Collection entries:

=== Begin Enclosure ===

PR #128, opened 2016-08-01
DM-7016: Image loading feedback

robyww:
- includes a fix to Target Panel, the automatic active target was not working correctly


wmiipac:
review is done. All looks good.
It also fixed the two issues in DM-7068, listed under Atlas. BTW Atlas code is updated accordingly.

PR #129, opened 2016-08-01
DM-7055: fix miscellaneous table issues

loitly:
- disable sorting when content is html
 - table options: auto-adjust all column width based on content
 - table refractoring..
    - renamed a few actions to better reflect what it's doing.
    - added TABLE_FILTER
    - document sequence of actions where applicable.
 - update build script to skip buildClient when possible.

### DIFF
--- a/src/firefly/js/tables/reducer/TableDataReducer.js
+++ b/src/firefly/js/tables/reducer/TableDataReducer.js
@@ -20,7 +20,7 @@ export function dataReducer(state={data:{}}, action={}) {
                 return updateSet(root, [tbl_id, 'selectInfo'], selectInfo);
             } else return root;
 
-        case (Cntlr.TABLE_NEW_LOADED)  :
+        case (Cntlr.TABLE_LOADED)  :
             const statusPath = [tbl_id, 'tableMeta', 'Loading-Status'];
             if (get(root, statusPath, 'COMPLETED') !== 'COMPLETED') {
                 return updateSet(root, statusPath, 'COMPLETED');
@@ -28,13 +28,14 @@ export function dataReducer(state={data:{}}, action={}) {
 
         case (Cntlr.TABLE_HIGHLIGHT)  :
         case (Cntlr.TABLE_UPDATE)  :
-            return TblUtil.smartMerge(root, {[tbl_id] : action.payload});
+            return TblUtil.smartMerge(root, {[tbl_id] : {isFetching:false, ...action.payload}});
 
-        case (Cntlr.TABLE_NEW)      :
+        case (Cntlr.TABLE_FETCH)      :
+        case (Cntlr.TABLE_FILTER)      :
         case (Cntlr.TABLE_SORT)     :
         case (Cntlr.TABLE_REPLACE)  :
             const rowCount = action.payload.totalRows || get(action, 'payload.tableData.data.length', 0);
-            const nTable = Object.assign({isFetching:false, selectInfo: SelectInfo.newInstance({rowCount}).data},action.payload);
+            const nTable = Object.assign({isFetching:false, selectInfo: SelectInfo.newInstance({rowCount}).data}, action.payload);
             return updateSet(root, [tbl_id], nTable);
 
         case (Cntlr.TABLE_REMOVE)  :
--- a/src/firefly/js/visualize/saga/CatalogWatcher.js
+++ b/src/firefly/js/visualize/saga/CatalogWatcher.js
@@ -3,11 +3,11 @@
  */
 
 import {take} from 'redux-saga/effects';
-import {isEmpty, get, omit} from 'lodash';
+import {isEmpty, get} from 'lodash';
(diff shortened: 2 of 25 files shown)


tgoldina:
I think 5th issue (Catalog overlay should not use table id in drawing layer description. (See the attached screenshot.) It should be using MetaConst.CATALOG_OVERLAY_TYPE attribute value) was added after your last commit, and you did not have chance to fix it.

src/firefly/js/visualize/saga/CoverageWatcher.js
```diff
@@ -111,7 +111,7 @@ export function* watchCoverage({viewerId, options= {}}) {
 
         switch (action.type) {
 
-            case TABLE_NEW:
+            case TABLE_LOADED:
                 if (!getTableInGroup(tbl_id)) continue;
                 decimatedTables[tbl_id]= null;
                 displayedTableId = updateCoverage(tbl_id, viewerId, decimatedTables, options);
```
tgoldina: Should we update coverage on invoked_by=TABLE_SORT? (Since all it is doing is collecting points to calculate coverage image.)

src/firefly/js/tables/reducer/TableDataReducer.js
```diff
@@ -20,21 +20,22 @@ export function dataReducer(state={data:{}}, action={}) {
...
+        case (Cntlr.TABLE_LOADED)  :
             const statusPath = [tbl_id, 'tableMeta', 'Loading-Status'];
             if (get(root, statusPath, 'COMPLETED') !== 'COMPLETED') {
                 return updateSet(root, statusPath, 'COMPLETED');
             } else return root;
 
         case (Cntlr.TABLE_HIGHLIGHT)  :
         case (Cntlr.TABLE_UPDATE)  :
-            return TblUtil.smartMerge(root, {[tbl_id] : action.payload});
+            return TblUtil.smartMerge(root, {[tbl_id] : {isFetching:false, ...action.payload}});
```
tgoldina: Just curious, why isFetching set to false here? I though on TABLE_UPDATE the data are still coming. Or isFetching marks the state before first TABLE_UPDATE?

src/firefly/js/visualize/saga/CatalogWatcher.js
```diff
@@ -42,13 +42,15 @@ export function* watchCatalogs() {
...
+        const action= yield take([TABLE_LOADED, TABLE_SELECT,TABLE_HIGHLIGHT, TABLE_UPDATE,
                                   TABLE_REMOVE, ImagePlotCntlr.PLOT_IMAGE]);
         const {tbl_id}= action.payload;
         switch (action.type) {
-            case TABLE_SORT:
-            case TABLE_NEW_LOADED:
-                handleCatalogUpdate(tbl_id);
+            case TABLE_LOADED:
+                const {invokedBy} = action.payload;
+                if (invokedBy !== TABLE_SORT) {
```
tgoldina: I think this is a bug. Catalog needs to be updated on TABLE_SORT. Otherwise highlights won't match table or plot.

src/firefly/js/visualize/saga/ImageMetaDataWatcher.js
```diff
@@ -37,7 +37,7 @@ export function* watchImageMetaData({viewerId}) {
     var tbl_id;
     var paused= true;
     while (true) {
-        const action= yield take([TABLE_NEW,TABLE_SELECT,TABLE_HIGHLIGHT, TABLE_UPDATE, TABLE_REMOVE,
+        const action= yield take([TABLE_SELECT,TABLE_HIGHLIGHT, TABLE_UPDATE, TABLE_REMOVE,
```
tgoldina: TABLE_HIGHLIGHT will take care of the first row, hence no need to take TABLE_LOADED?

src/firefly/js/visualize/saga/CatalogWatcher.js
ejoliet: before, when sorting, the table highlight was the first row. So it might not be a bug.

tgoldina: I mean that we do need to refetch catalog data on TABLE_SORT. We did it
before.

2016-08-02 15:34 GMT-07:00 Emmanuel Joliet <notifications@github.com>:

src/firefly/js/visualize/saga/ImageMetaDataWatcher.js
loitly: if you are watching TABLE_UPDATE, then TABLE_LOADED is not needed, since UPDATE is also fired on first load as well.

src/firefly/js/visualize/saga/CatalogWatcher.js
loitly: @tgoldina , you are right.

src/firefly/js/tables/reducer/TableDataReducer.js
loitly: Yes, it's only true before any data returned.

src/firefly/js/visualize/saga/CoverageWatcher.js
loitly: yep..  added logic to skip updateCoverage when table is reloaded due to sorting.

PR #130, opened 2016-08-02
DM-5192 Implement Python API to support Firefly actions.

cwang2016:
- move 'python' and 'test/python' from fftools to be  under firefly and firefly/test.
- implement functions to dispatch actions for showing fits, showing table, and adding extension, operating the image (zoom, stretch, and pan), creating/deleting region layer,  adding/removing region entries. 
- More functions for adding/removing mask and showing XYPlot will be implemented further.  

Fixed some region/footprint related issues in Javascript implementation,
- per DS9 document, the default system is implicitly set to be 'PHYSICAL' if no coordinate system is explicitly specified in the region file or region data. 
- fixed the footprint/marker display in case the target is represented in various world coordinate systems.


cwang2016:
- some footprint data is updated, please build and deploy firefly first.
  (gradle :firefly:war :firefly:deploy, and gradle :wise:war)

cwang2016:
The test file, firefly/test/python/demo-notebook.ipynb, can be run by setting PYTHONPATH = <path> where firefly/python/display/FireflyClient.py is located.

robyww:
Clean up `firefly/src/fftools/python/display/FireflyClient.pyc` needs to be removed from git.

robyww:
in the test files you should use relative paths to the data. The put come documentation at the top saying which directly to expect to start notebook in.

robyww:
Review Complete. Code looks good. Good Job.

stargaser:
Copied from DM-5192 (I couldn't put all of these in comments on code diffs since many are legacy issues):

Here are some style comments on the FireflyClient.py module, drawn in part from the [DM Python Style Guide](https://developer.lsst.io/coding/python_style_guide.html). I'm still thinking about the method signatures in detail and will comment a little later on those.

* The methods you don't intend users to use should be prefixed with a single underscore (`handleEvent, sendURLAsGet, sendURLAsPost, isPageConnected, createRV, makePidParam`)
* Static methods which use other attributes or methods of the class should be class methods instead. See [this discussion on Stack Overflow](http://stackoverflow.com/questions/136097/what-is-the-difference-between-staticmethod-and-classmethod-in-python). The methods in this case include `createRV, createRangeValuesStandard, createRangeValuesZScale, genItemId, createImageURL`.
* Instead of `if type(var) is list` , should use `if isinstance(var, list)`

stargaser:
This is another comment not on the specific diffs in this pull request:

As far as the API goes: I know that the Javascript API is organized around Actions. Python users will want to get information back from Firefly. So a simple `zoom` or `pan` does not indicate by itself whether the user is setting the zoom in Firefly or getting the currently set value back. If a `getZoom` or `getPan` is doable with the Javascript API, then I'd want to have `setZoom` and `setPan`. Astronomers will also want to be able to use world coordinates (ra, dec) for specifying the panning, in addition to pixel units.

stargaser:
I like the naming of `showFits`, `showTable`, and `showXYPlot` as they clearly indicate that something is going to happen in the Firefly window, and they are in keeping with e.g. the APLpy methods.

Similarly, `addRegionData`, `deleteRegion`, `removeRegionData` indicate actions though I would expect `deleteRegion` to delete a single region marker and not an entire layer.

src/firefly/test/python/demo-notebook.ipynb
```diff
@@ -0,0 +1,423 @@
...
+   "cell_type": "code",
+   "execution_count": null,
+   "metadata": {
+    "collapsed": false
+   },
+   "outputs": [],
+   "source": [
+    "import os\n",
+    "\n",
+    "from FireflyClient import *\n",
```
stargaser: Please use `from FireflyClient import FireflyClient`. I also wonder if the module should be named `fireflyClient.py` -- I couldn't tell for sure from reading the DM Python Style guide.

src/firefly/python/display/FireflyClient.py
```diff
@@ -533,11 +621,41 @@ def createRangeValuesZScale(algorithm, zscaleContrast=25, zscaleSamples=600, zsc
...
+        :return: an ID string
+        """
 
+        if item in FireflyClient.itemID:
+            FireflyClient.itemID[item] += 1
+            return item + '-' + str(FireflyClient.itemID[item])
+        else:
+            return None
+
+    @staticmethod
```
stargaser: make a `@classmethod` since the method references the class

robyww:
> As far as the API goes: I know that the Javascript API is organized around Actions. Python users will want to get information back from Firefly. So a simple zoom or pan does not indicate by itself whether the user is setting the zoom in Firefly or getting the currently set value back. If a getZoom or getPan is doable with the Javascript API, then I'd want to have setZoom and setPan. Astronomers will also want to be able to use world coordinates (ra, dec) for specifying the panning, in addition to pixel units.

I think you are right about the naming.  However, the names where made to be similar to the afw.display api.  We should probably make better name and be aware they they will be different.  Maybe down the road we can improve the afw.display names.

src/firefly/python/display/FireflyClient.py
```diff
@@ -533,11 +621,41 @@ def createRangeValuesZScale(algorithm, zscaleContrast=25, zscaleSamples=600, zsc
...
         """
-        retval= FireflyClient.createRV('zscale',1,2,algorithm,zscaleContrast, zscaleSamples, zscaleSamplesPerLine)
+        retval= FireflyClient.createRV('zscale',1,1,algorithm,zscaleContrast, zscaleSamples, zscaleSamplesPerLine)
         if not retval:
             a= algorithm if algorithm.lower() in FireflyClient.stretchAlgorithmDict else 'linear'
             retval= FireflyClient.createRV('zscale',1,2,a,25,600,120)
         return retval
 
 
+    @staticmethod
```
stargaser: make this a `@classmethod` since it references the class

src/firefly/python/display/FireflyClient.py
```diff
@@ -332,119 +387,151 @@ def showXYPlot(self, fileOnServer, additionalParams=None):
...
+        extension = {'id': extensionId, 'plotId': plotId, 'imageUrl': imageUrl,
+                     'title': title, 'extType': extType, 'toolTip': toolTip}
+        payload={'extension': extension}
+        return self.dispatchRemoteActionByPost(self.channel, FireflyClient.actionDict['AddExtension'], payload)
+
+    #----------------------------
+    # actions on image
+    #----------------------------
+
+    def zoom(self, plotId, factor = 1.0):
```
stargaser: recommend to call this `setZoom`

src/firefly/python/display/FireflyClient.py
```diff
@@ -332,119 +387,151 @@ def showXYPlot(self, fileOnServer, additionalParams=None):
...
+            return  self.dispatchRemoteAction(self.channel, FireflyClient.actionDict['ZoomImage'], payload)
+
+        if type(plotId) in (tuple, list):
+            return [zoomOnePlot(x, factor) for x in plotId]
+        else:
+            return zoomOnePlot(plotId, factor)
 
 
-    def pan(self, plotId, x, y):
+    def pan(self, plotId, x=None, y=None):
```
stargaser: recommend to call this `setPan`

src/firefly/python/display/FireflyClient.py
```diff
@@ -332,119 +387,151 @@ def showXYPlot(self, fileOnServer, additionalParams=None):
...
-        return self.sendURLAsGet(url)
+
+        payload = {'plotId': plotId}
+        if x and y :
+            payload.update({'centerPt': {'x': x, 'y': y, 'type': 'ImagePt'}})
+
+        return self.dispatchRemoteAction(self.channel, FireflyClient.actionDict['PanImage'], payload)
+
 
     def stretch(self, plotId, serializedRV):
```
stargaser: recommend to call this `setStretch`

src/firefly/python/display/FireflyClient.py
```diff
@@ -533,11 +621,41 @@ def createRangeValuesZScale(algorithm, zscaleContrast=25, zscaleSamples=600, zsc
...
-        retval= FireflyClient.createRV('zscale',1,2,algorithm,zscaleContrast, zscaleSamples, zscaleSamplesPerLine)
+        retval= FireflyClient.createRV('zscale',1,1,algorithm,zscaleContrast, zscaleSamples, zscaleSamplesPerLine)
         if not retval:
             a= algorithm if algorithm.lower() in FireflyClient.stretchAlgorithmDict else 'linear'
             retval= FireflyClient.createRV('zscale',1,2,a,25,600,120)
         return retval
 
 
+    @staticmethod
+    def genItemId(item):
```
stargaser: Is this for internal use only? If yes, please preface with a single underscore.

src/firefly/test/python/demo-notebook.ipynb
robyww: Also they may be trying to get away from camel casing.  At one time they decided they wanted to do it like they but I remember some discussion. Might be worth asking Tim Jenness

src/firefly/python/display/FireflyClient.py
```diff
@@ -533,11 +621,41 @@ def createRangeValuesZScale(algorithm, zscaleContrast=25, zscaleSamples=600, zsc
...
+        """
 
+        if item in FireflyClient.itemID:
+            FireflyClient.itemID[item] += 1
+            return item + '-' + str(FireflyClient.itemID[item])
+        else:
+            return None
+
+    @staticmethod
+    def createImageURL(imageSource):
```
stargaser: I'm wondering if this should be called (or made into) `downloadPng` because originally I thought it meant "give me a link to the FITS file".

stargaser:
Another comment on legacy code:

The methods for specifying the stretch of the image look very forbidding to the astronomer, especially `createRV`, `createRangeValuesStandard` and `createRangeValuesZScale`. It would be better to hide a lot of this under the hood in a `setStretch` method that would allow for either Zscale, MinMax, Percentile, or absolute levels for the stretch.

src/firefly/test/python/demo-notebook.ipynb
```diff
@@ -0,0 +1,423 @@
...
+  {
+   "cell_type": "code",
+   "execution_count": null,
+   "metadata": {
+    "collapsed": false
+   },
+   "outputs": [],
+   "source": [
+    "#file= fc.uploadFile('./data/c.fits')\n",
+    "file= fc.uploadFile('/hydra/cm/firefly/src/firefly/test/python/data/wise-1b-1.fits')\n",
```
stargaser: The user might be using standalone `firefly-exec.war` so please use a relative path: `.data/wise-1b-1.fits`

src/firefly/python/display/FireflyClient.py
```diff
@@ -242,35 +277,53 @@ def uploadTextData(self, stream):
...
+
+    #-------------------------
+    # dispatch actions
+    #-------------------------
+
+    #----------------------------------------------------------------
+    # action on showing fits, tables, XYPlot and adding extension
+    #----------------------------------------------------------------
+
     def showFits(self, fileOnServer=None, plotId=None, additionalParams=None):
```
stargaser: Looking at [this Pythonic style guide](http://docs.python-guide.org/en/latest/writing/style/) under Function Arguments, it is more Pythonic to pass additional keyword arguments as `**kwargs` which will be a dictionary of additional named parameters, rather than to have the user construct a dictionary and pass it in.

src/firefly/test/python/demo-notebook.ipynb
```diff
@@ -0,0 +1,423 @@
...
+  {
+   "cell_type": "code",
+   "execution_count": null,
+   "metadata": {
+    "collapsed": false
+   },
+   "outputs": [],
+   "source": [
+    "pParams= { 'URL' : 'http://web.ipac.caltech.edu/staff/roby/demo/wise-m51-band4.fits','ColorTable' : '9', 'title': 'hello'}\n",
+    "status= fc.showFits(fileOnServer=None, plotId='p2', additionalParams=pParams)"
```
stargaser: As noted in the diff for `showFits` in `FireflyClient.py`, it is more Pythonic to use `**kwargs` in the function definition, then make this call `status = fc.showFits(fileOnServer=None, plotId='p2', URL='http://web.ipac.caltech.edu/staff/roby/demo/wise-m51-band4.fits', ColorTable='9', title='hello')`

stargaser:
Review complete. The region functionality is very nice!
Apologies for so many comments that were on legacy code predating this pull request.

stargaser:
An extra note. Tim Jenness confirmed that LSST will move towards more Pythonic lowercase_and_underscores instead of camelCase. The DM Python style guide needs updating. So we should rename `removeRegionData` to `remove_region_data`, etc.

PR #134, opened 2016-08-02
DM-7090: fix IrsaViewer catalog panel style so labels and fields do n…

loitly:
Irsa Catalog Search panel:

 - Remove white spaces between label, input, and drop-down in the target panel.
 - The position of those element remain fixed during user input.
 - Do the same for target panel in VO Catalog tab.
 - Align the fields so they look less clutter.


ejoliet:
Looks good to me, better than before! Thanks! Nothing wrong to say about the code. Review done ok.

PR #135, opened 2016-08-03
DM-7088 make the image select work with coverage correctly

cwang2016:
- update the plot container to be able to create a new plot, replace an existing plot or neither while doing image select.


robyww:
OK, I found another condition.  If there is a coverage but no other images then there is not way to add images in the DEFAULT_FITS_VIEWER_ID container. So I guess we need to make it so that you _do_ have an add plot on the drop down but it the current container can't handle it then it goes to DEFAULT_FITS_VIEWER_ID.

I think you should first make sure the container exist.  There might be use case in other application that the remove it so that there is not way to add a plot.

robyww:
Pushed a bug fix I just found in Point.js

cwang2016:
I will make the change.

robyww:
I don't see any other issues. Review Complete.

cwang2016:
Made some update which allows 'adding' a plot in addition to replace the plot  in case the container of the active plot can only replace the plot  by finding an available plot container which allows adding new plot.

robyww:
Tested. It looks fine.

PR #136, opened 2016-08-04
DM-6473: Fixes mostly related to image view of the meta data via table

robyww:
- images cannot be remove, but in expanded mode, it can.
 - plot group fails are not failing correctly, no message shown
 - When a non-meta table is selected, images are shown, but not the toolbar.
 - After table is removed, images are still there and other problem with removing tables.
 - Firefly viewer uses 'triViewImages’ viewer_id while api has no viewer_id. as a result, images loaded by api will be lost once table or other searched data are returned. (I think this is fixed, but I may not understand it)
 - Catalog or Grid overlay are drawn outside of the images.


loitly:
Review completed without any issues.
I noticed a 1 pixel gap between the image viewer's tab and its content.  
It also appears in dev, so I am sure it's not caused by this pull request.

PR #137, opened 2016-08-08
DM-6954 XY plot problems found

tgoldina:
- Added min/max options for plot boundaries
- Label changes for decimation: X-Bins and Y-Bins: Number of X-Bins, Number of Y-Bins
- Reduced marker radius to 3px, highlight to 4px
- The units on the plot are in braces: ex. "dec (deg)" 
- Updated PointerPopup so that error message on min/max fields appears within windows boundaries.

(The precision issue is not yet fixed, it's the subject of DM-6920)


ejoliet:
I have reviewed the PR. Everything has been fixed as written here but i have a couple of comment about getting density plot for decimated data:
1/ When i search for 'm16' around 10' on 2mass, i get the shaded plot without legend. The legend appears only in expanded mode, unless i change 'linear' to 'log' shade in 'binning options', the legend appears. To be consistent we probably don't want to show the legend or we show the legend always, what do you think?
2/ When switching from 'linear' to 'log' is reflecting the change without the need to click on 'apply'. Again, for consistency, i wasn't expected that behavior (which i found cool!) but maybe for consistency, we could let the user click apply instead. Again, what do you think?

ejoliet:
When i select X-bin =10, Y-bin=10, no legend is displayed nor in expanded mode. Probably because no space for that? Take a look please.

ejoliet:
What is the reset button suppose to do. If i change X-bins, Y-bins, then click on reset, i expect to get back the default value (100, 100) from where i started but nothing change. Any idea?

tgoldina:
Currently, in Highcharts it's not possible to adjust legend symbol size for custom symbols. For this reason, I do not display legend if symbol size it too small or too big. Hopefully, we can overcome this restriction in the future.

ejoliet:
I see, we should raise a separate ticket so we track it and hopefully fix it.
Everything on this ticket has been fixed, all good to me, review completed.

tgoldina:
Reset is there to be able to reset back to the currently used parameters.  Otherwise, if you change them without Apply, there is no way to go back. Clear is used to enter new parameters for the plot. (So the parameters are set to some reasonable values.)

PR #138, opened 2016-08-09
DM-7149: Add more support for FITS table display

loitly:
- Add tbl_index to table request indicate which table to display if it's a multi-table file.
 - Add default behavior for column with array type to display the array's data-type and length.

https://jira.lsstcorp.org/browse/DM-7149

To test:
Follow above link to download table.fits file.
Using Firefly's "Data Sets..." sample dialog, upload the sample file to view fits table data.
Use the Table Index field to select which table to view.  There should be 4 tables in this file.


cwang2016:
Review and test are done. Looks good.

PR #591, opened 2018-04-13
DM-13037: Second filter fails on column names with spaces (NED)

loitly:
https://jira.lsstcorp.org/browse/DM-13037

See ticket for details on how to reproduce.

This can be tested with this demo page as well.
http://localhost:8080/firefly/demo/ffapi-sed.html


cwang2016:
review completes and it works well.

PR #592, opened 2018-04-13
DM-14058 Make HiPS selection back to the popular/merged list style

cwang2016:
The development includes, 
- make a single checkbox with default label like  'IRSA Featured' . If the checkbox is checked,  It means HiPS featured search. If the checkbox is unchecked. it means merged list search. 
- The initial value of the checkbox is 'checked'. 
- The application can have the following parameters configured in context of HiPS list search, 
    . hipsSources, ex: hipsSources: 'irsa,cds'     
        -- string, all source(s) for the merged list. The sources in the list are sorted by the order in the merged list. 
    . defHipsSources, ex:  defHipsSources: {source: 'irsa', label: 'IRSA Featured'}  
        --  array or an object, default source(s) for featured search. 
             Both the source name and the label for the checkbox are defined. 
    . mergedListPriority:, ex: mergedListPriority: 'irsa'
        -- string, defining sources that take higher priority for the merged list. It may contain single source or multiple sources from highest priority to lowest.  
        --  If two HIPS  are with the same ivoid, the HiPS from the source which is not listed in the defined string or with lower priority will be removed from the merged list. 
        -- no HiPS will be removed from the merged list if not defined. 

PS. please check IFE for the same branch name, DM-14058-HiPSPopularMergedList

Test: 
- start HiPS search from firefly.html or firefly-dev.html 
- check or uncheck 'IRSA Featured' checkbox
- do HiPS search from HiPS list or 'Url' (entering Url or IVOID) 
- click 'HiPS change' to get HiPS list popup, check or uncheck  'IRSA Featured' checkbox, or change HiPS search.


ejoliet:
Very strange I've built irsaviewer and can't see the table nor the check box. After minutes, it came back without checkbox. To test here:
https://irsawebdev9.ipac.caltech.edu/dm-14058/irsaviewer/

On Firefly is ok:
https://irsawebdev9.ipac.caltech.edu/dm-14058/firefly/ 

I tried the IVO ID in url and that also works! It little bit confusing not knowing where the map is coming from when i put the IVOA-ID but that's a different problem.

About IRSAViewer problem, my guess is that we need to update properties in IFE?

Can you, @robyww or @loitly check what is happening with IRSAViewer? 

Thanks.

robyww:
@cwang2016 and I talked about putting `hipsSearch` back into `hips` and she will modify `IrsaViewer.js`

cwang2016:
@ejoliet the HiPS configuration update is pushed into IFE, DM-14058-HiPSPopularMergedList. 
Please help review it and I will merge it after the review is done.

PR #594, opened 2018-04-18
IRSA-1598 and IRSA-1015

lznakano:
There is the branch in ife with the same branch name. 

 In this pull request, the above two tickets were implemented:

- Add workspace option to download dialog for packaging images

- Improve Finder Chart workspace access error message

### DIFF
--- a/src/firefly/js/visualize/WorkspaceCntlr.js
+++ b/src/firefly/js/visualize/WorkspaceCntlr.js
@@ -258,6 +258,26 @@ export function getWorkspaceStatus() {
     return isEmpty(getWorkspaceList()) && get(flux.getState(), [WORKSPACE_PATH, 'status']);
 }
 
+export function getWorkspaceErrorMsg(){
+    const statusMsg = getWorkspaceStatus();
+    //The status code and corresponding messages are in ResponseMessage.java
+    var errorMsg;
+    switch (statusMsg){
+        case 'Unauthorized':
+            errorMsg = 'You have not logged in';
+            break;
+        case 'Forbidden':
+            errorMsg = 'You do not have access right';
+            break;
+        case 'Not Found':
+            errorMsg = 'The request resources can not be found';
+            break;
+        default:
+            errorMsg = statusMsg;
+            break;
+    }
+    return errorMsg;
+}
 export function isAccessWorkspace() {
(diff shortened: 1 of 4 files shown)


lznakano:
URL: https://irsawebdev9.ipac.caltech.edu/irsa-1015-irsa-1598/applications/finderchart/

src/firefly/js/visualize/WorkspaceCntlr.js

=== End Enclosure ===

Directions: Write down again, exactly as given, only the lines above that fall from the line with "stargaser: As noted" to the line with "Apologies for so", inclusive.

Solution:
stargaser: As noted in the diff for `showFits` in `FireflyClient.py`, it is more Pythonic to use `**kwargs` in the function definition, then make this call `status = fc.showFits(fileOnServer=None, plotId='p2', URL='http://web.ipac.caltech.edu/staff/roby/demo/wise-m51-band4.fits', ColorTable='9', title='hello')`

stargaser:
Review complete. The region functionality is very nice!
Apologies for so many comments that were on legacy code predating this pull request.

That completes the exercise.